As for your mortgage, the most important factor in this decision is really how long you intend to stay in your new house. Given how low rates are right now, most of the value of the 30 year is the ability to have a sizable loan out at just 3.5% 15 years from now, when interest rates will likely be much higher. Of course, if you do not intend to stay in this house for 15+ years, you will not get this benefit.
Sounds like to me that you should just flip a coin.
Steven,
A new house?! What happened to your plan to bury your house? I was looking forward to seeing how that project turned out.
Steven,
Also, can you make your program source available? In what language is it?
Email address: benbernanke@federalreserve.gov
1. A key aspect of a 30 year mortgage is that it gives you some protection against massive inflation. This seems likely to happen sooner than 30 years from now.

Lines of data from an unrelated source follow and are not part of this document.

PR #1083, opened 2026-04-20
feat(objtool): add `masm2masp` command

mooori:
Enables generating `masp` from `masm`.

With this we can compare `masp` built from handwritten `masm` to `masp` generated by the compiler from Rust code.

### DIFF
--- a/tools/objtool/Cargo.toml
+++ b/tools/objtool/Cargo.toml
@@ -16,5 +16,12 @@ edition.workspace = true
 [dependencies]
 anyhow.workspace = true
 clap.workspace = true
+miden-assembly = { workspace = true, features = ["std"] }
 miden-core.workspace = true
 miden-mast-package.workspace = true
+miden-package-registry = { workspace = true, features = ["std", "resolver"] }
+miden-project = { workspace = true, features = ["std", "serde"] }
+miden-protocol.workspace = true
+
+[dev-dependencies]
+tempfile = "3"
--- a/tools/objtool/src/main.rs
+++ b/tools/objtool/src/main.rs
@@ -1,4 +1,5 @@
 mod decorators;
+mod masm2masp;
 
 use anyhow::Result;
 use clap::{Parser, Subcommand};
@@ -21,6 +22,8 @@ struct Cli {
 enum Commands {
     /// Compare serialized MAST forest sizes after stripping decorators.
     Decorators(decorators::DecoratorsCommand),
+    /// Convert a .masm file to a .masp package
+    Masm2masp(masm2masp::Masm2MaspCommand),
 }
 
 fn main() -> Result<()> {
@@ -28,5 +31,6 @@ fn main() -> Result<()> {
 
     match cli.command {
         Commands::Decorators(command) => decorators::run(command),
+        Commands::Masm2masp(command) => masm2masp::run(command),
     }
 }
--- a/tools/objtool/src/masm2masp.rs
+++ b/tools/objtool/src/masm2masp.rs
@@ -1,0 +1,266 @@
+use std::{fs, path::PathBuf, sync::Arc};
+
+use anyhow::{Context, Result};
+use clap::{ArgAction, Args};
+use miden_assembly::{Assembler, Path, ProjectTargetSelector};
+use miden_package_registry::InMemoryPackageRegistry;
+use miden_project::{Package, Target, TargetType};
+use miden_protocol::ProtocolLib;
+
+#[derive(Debug, Clone, Args)]
+pub struct Masm2MaspCommand {
+    /// Path to the input .masm file
+    pub masm_path: PathBuf,
+    /// Target type (e.g. account-component)
+    pub target_type: String,
+    /// Path of output directory to create, must *not* yet exist
+    // TODO since using `virtual` target, try without creating out_dir and manifest file
+    pub out_path: PathBuf,
+    /// Don't link against the default protocol library
+    #[arg(long = "no-protocol-lib", action = ArgAction::SetFalse, default_value_t = true)]
+    link_protocol_lib: bool,
+}
+
+pub fn run(command: Masm2MaspCommand) -> Result<()> {
+    let target_type: TargetType = command
+        .target_type
+        .parse()
+        .map_err(|e| anyhow::anyhow!("failed to parse target_type: {e}"))?;
+    if target_type != TargetType::AccountComponent {
+        // TODO add support for more `TargeType`s as needed
+        anyhow::bail!("only AccountComponent target type is currently supported");
+    }
+
+    if command.out_path.exists() {
+        anyhow::bail!("output directory '{}' already exists", command.out_path.display());
+    }
+
+    fs::create_dir_all(&command.out_path)
+        .with_context(|| format!("failed to create directory '{}'", command.out_path.display()))?;
+    // TODO cleanup the output directory if any of the below fails
+
+    let masm_filename = command
+        .masm_path
+        .file_stem()
+        .and_then(|s| s.to_str())
+        .with_context(|| format!("invalid masm file path '{}'", command.masm_path.display()))?;
+
+    let package_name = masm_filename.to_string();
+    let namespace_str = masm_filename.replace('-', "::");
+
+    let namespace_path: Arc<Path> = Path::new(&namespace_str).to_path_buf().into();
+    let target = Target::r#virtual(target_type, package_name.as_str(), namespace_path)
+        .with_path(format!("{masm_filename}.masm"));
+
+    let version = miden_project::semver::Version::new(0, 1, 0);
+    let package = Package::new(package_name.as_str(), target).with_version(version);
+
+    let manifest_toml = package
+        .to_toml()
+        .map_err(|e| anyhow::anyhow!("failed to generate manifest: {e}"))?;
+
+    let manifest_path = command.out_path.join("miden-project.toml");
+    fs::write(&manifest_path, &manifest_toml)
+        .with_context(|| format!("failed to write '{}'", manifest_path.display()))?;
+
+    let masm_dest = command.out_path.join(format!("{masm_filename}.masm"));
+    fs::copy(&command.masm_path, &masm_dest)
+        .with_context(|| format!("failed to copy masm file to '{}'", masm_dest.display()))?;
+
+    let mut store = InMemoryPackageRegistry::default();
+    let mut assembler = Assembler::default();
+    if command.link_protocol_lib {
+        // TODO record the protocol dependency in `miden-project.toml`
+        assembler = assembler
+            .with_dynamic_library(ProtocolLib::default())
+            .map_err(|e| anyhow::anyhow!("failed to link protocol library: {e}"))?;
+    }
+    let mut project_assembler = assembler
+        .for_project_at_path(&manifest_path, &mut store)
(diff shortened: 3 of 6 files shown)


mooori:
In the meantime I've learned that `cargo miden / midenc` will support `masm -> masp`. So `objtool masm2masp` is at most an ad-hoc tool to do some benchmarking of compilation artifact sizes. Hence there are some unresolved `TODO`s left in the diff.

@bitwalker could you take a look if this is correctly assembling `masp` from `masm`? That's handled in `fn run` in `masm2masp.rs`. Then we could report some numbers regarding the size difference of compiled vs handwritten programs.

I've tested `objtool masm2masp` on the handwritten [basic wallet](https://github.com/0xMiden/protocol/blob/6e78e3a6c31778adcb753b8bce83606b072be02b/crates/miden-standards/asm/standards/wallets/basic.masm).

tools/objtool/src/main.rs
```diff
@@ -21,12 +22,15 @@ struct Cli {
 enum Commands {
     /// Compare serialized MAST forest sizes after stripping decorators.
     Decorators(decorators::DecoratorsCommand),
+    /// Convert a .masm file to a .masp package
+    Masm2masp(masm2masp::Masm2MaspCommand),
```
bitwalker, line 26: Let's just name this subcommand `assemble`/`asm`, since that's basically what it is doing, i.e. assembling an ad-hoc MASM file or project

tools/objtool/src/masm2masp.rs
```diff
@@ -0,0 +1,266 @@
...
+
+use anyhow::{Context, Result};
+use clap::{ArgAction, Args};
+use miden_assembly::{Assembler, Path, ProjectTargetSelector};
+use miden_package_registry::InMemoryPackageRegistry;
+use miden_project::{Package, Target, TargetType};
+use miden_protocol::ProtocolLib;
+
+#[derive(Debug, Clone, Args)]
+pub struct Masm2MaspCommand {
```
bitwalker, line 11: I think we should probably tweak the interface of this a bit, to allow any of the following:

1. `objtool asm path/to/foo.masm`
2. `objtool asm path/to/miden-project.toml --target <target_type>`

In the case of 1, we will require that the MASM source file correspond to a program module (i.e. contains a `begin` block). The name of the package will be derived from the basename of the `.masm` file, and the version set to `0.0.0`.

In the case of 2, what we do depends on what is specified in the `miden-project.toml` file for the requested target:

1. If the specified target specifies a `path`, then we know that the target is a MASM source project, and the assembler can handle all the details of assembling the target itself, we need only construct a `ProjectAssembler` and tell it to assemble the requested target.
2. If the specified target has no `path`, then we know that the target is written in a language other than MASM (i.e. Rust), and can punt to the compiler to handle compiling to a package via `cargo miden build --manifest-path path/to/Cargo.toml` (i.e. we presume that the directory containing the `miden-project.toml` also contains a `Cargo.toml`).

This is basically the functionality that we will provide via `miden build` itself, so once we've implemented assembly support there, we can basically replace all uses of `objtool asm` with `miden build` (or keep it around as a lower-level plumbing tool for our own uses, if we feel it has value for that).

tools/objtool/src/masm2masp.rs
```diff
@@ -0,0 +1,266 @@
...
+    /// Path to the input .masm file
+    pub masm_path: PathBuf,
+    /// Target type (e.g. account-component)
+    pub target_type: String,
```
bitwalker, line 15:
```suggestion
    #[arg(long, default_value_t = TargetType::Executable)]
    pub target_type: TargetType,
```

The `TargetType` enum implements `FromStr`, so you should be able to use it as shown here, though you may have to fiddle around with the `value_parser` option a bit if it doesn't just work as-is

tools/objtool/src/masm2masp.rs
```diff
@@ -0,0 +1,266 @@
...
+    /// Path of output directory to create, must *not* yet exist
```
bitwalker, line 16: Why?

tools/objtool/src/masm2masp.rs
```diff
@@ -0,0 +1,266 @@
...
+    // TODO since using `virtual` target, try without creating out_dir and manifest file
+    pub out_path: PathBuf,
+    /// Don't link against the default protocol library
```
bitwalker, line 19: We can remove this entirely, and require use of a `miden-project.toml` file when dependencies are required

tools/objtool/src/masm2masp.rs
```diff
@@ -0,0 +1,266 @@
...
+}
+
+pub fn run(command: Masm2MaspCommand) -> Result<()> {
+    let target_type: TargetType = command
+        .target_type
+        .parse()
+        .map_err(|e| anyhow::anyhow!("failed to parse target_type: {e}"))?;
+    if target_type != TargetType::AccountComponent {
+        // TODO add support for more `TargeType`s as needed
+        anyhow::bail!("only AccountComponent target type is currently supported");
```
bitwalker, line 31: Is there a particular reason for this? There shouldn't be any reason why we can't support all target types out of the box when a `miden-project.toml` is provided (it is only when assembling a standalone `.masm` file where we must reject anything other than executable or library type.

tools/objtool/src/masm2masp.rs
```diff
@@ -0,0 +1,266 @@
...
+
+#[derive(Debug, Clone, Args)]
+pub struct Masm2MaspCommand {
+    /// Path to the input .masm file
+    pub masm_path: PathBuf,
+    /// Target type (e.g. account-component)
+    pub target_type: String,
+    /// Path of output directory to create, must *not* yet exist
+    // TODO since using `virtual` target, try without creating out_dir and manifest file
+    pub out_path: PathBuf,
```
bitwalker, line 18: I would make `out_path` a file path, not a directory, and rename it to `output_file` instead, and make it optional (if not given, we can derive the `output_file` path from the input project/source file name, and place it in the current directory).

tools/objtool/src/masm2masp.rs
```diff
@@ -0,0 +1,266 @@
...
+    let mut store = InMemoryPackageRegistry::default();
+    let mut assembler = Assembler::default();
+    if command.link_protocol_lib {
+        // TODO record the protocol dependency in `miden-project.toml`
+        assembler = assembler
+            .with_dynamic_library(ProtocolLib::default())
+            .map_err(|e| anyhow::anyhow!("failed to link protocol library: {e}"))?;
+    }
+    let mut project_assembler = assembler
+        .for_project_at_path(&manifest_path, &mut store)
```
bitwalker, line 79: You don't need to write a `miden-project.toml` to disk, you can just use `Assembler::for_project` and provide the `miden_project::Package` directly, since you've already constructed it in memory.

tools/objtool/src/masm2masp.rs
```diff
@@ -0,0 +1,266 @@
...
+
+    let masm_dest = command.out_path.join(format!("{masm_filename}.masm"));
+    fs::copy(&command.masm_path, &masm_dest)
+        .with_context(|| format!("failed to copy masm file to '{}'", masm_dest.display()))?;
+
+    let mut store = InMemoryPackageRegistry::default();
+    let mut assembler = Assembler::default();
+    if command.link_protocol_lib {
+        // TODO record the protocol dependency in `miden-project.toml`
+        assembler = assembler
```
bitwalker, line 74: This is not needed - the project assembler knows how to resolve dependencies, so long as they are available in the configured package store, and specified in the `miden-project.toml` manifest (i.e. `miden_project::Package`).

We should probably add flags to `objtool asm` to specify the path to packages on disk to seed the store with, since we do not want `objtool` to be depending on `miden-protocol` or `miden-core-lib` directly. Instead, we can just tell `objtool asm` to seed its package registry with a package using one or more instances of `-L path/to/lib.masp`. This will make `objtool asm` a lot more flexible as a tool IMO.

tools/objtool/src/masm2masp.rs
```diff
@@ -0,0 +1,266 @@
...
+            .with_dynamic_library(ProtocolLib::default())
+            .map_err(|e| anyhow::anyhow!("failed to link protocol library: {e}"))?;
+    }
+    let mut project_assembler = assembler
+        .for_project_at_path(&manifest_path, &mut store)
+        .map_err(|e| anyhow::anyhow!("failed to load project: {e}"))?;
+
+    let package = project_assembler
+        .assemble(ProjectTargetSelector::Library, "release")
```
bitwalker, line 83: We should derive `ProjectTargetSelector` using:

```rust
if target_type.is_executable() {
    ProjectTargetSelector::Executable
} else {
    ProjectTargetSelector::Library
}
```

tools/objtool/Cargo.toml
```diff
@@ -16,5 +16,12 @@ edition.workspace = true
 [dependencies]
 anyhow.workspace = true
 clap.workspace = true
+miden-assembly = { workspace = true, features = ["std"] }
 miden-core.workspace = true
 miden-mast-package.workspace = true
+miden-package-registry = { workspace = true, features = ["std", "resolver"] }
+miden-project = { workspace = true, features = ["std", "serde"] }
+miden-protocol.workspace = true
```
bitwalker, line 24: We don't want to depend on `miden-protocol` directly, nor `miden-core-lib`, which appears to be missing here, but would also be a required dependency for most anything non-trivial.

bitwalker (changes requested):
I think this is headed in the right direction, but I'd like to make a few changes (see commentary) that will put us in a better position once this lands:

* I'd like this to more closely align with the semantics we'd implement via `miden build`, but with special-case handling for assembling standalone `.masm` files as done here. This will make it more natural to use `objtool asm` in places where `miden build` would normally be used, but without the dependency on `midenup`. Ultimately, this behavior will be provided by `midenc`/`cargo miden`, so aligning the interface with how we eventually expect things to look will simplify things a bit.
* We don't have to actually write a project to disk to assemble a project - the manifest can be completely created in-memory and assembled from that without ever writing it to disk. That simplifies things a bit, since we don't need to deal with all the complexity that falls out of trying to create a "real" project.
* To be maximally useful, we will want to be able to assemble any target type supported by the project assembler, but since we can require that only executable/library are used in conjunction with a standalone `.masm` file, and all the complexity of other target types is handled via `miden-project.toml`, there isn't actually anything we need to do other than plumb the target type through.

tools/objtool/src/masm2masp.rs
bitwalker: As a follow-up note - we can also just simply reject assembly of projects that aren't MASM source projects for now (i.e. case 2 described above when a path to a `miden-project.toml` is given). That would overlap too much with what `cargo miden`/`midenc` are responsible for, and the primary use of this is to assemble MASM sources anyway.

lima-limon-inc:
As a sidenote, while working on migrating masm code to rust, I wrote a small CLI tool to display a `masp` file's metadata https://github.com/igamigo/miden-tools/tree/main/snowberry to ease debugging.

Just throwing it out there, maybe it helps!

bitwalker:
@lima-limon-inc If you'd like to port that functionality to `objtool`, I think it'd make a good addition!

mooori:
This is no longer needed as with #1135 `midenc` can compile MASM.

2. Is it plausible that today’s mortgage rates are partly artificially low due to actions by the Fed which are short term? If so, the long term mortgage has more advantages.
Are you starting with a stock market investment equal to the size of the mortgage? And then just investing more each month with the 30 year mortgage while keeping the original investment with the 15 year?
Ken:
Also, can you make your program source available? In what language is it?
I’m a little hesitant to post the program source, since the program itself is so very rudimentary (not even accounting, for example, for tax consequences, let alone refinancing options, etc.). But what the hell…..here it is.
The language is Mathematica. Explanation of variables: x is the return on equity in years 0-5, y is the return on equity in years 5-10, z,u,v,t are returns on equity in years 10-15, 15-20, 20-25, and 25-30. After loading the program, type, for example, “try[3,4,5,5,5,5]” to see what happens if (x,y,z,u,v,t)=(3,4,5,5,5,5). The output tells you which mortgage is better if you plan to keep the house for 15 years (and how much richer you’ll be after 15 years if you follow the advice) and ditto for 30 years.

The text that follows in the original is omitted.